A bicycle is certainly more environmently friendly than even EVs, no contest. There’s certainly many people expressing concern about our car culture and its sustainability, and others just wanting to sustain it. But that’s not the debate here, we’re debating fires. And 2+2=4 fact is already that EVs have far fewer fires per million KM.
The dumb sensationalism in the news, the highway barrier crashes, the truck broadside crashes, the children in the road, all dumb sensationalism. But at the end of the day, Tesla gave a massive gift to the competitors — by improving everybody’s AI-based driving assistance systems to detect truck broadsides and ramp barrier separators better, and other odd edge cases.

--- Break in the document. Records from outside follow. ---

PR #1429, opened 2022-01-06
refactor(salesforce): simplify Salesforce API requests

dkoo:
### All Submissions:

Refactors and simplifies Salesforce class methods to avoid code repetition.

This is a pure refactor and shouldn't result in any change in behavior. Smoke test the Salesforce integration (follow instructions on [this page](https://newspack.pub/support/reader-revenue/) to set up a connection, and DM me if you need a Salesforce dev account).

### Other information:


dkoo:
Test failure doesn't seem related to this changeset 🤔

includes/class-salesforce.php
```diff
@@ -28,6 +28,133 @@ class Salesforce {
...
+	 *
+	 * @param WP_REST_Request $request Request containing webhook.
+	 * @return WP_REST_Response|WP_Error The response from Salesforce, or WP_Error.
+	 */
+	public static function api_sync_salesforce( $request ) {
+		$args          = $request->get_params();
+		$order_details = self::parse_wc_order_data( $args );
+
+		if ( empty( $order_details ) ) {
+			return new \WP_Error(
```
miguelpeixe, line 65: Errors should also be returned with `\rest_ensure_response();`

includes/class-salesforce.php
```diff
@@ -28,6 +28,133 @@ class Salesforce {
...
+	 */
+	public static function register_api_endpoints() {
+		// Handle WooCommerce webhook to sync with Salesforce.
+		register_rest_route(
+			NEWSPACK_API_NAMESPACE,
+			'/salesforce/sync',
+			[
+				'methods'             => \WP_REST_Server::EDITABLE,
+				'callback'            => [ __CLASS__, 'api_sync_salesforce' ],
+				'permission_callback' => '__return_true',
```
miguelpeixe, line 49: If this is only used as a WooCommerce webhook, is there a way to ensure this endpoint is not explored by other sources?

miguelpeixe (changes requested):
Smoke test is working and the code is much cleaner now! Left a couple of requests:

includes/class-salesforce.php
dkoo: Good call, updated in 6d4574c4.

includes/class-salesforce.php
dkoo: 395b52b validates the webhook ID sent as part of the request before executing the sync. It also handles both the new Salesforce API namespace (needed for settings-related endpoints in order to use the `PluginSettings` component) as well as the old API namespace.

dkoo:
@miguelpeixe fdb90b6 updates the admin UI to use the `PluginSettings` component. I had to extend this component a bit in 93ab2f1 to add an `afterUpdate` callback option to this component so that I could intercept data from the response in order to redirect the browser for the OAuth flow. Also added an `afterFetch` callback option, which could be similarly useful in other cases. Please let me know if you'd like to handle this in a different way.

includes/class-salesforce.php
```diff
@@ -28,6 +29,544 @@ class Salesforce {
...
+				'value'       => null,
+			],
+			[
+				'description' => __( 'Consumer Key', 'newspack' ),
+				'help'        => __( 'The connected app’s Consumer Key.', 'newspack' ),
+				'section'     => 'salesforce',
+				'key'         => self::SALESFORCE_CLIENT_ID,
+				'type'        => 'string',
+				'default'     => true,
+				'public'      => true,
```
miguelpeixe, line 216: The `public` attribute determines whether that setting value is safe to be available to the public.

miguelpeixe (changes requested):
Cool! 🎉 

The new settings class fits well, just left a tiny comment regarding the `public` setting attribute.

Good call on the `afterUpdate` and `afterFetch` props, will definitely be useful for other cases 👌 

In the near future, we should figure out the best way to have an abstract class for the PHP portion of the setting system. We'll now have Ads and the Salesforce implementation with duplicate efforts for maintaining and improving its functionality.

Thank you for the revisions!

includes/class-salesforce.php
```diff
@@ -28,6 +29,544 @@ class Salesforce {
...
+		}
+		return true;
+	}
+
+	/**
+	 * Check validity of webhook requester before processing the webhook callback handler.
+	 *
+	 * @param WP_REST_Request $request API request object.
+	 *
+	 * @return bool}WP_Error
```
miguelpeixe, line 155: A little typo here!

includes/class-salesforce.php
dkoo: Ah, thanks for clarifying! Changed this to `false` for all settings in bcde8d41.

includes/class-salesforce.php
dkoo: Oops, fixed in bcde8d41

dkoo:
> After pulling these 5 latest commits I had to reconnect Salesforce. Do you think all users will have to reconnect their Salesforce integration after this merge?

I was hoping this wouldn't be the case, but I'll do some testing and report back.

dkoo:
> After pulling these 5 latest commits I had to reconnect Salesforce. Do you think all users will have to reconnect their Salesforce integration after this merge?

I tested this locally and on Model Home by connecting to Salesforce using the latest release plugin, waiting a bit, and then updating the plugin with this branch. I wasn't able to replicate needing to reconnect—in both cases, the new UI showed the "connected" state as expected and the webhooks remained intact.

dkoo:
> In the near future, we should figure out the best way to have an abstract class for the PHP portion of the setting system. We'll now have Ads and the Salesforce implementation with duplicate efforts for maintaining and improving its functionality.

Great idea! Perhaps we could establish a base class in the main plugin that other classes can extend?

dkoo:
> After pulling these 5 latest commits I had to reconnect Salesforce. Do you think all users will have to reconnect their Salesforce integration after this merge?

UDPATE: I was able to replicate this locally, but it doesn't seem related to the update of this branch. Instead, I think the Consumer Secret might be subject to change if you update the Connected App's settings in Salesforce (e.g., if you add a new callback URL to enable the app on a new site). This is probably why I couldn't replicate it before—I tested updating the plugin on my local site, which was already connected, then added Model Home to the Connected App and repeated the test there. Only after completing the test on Model Home and coming back to my local site did I "lose" the connection on my local site. I had to re-paste the Consumer Key and Secret and save settings in order to re-establish the connection. So hopefully this shouldn't happen to publishers who wouldn't update their Connected App settings as part of this refactor, but we should probably put out a notice to the community to check their connections and reconnect, if necessary, after these changes are deployed.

It’s hard to believe that all the reputable statistics show cars killed roughly 10x more people not just too many decades ago, just right before seatbelts became mandatory, and other safety dominoes fell.
Complacency in safety features is a big problem (even mere dumb L1 cruise control creates some driver inattention sometimes), as we feel comfortable in ultra-comfortable suspension allowing too many people to speed 149 kph, because it only feels like 100kph in an old rattly car and crashes are more survivable now with Baymax going poof all around you with airbags on side, above, in front, etc……. Some of what is happening with the improved L2 systems is even MORE driver complacency, but still, fewer deaths per million km, apparently, even with the increased news reports now (due to massive numbers of new Teslas).

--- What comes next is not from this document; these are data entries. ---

PR #1450, opened 2022-01-18
feat: use PluginSettings components for Campaigns wizard

dkoo:
### All Submissions:

Refactors the **Campaigns > Settings** wizard page to use the `PluginSettings` component. Requires https://github.com/Automattic/newspack-popups/pull/777.

1. Make sure your Campaigns repo is checked out with https://github.com/Automattic/newspack-popups/pull/777.
2. Visit **Newspack > Campaigns > Settings**.
3. Confirm you see the new settings UI:

Screen Shot 2022-01-21 at 1 49 18 PM

4. Change various settings and save, then refresh the page. Confirm that settings are saved as expected.

### Other information:

### DIFF
--- a/assets/components/src/plugin-settings/SettingsSection.js
+++ b/assets/components/src/plugin-settings/SettingsSection.js
@@ -27,6 +27,8 @@ const getControlComponent = setting => {
 		case 'checkbox':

It is like birthday attacks — More than 50% of people get into at least one accident in their lifetimes, but out of the 3 million Teslas, relatively few accidents, but they are much more widely reported than for none. Regardless, it is a massive gift to other EV competitors, who gets to learn from Tesla’s stupid mistakes.
Also, many new medium range (and shorter) Model 3 Tesla EVs now use lithium iron batteries that are fully maganese-free, and doesn’t catch fire. Lithium batteries are rapidly becoming safer, much like petro cars became a bit safer per million km as they matured (but never completely so)

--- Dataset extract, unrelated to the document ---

PR #1451, opened 2022-01-18
Feat/1393 update plugin list

### LINKED ISSUE #1393: Update list of managed plugins to match new approved/required plugins list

FWIW, I drive a 2011 Hyundai Elantra, a 100% pure petroleum powered car. Works damn fine at 8000km/yr, and intend to drive it to its entire estimated 20 year lifetime but next car could be a mature EV from Honda or Hyundai, when it is something I can afford in 2030+
[EDIT: I researched the car manufacturers. Yeah… Apparently, gas tanks falling loose does happen, so it likely was what I saw happen to that flaming vehicle in the shoulder that I passed during my I-95 drive]
Fair is fair. Yup, all the trusted moderate fact checkers has mythbusted Admiral Beez’ totally false fact from selective watching of EV news biased sensationalism. So many failure modes of gas cars. There’s even 1890s - 1910s microfilche showing sensational reports of fires of the newfangled horseless carriages. Doh! History repeats. Facepalm. Selective history blindness runs rampant.
Yes, yes, there are really bad EVs and batches but Admiral Beez’ post is a clear outlier here. It is a very clear loud yellow or red card by a non-biased moderate referee, warranting a stern moderator warning. IMHO.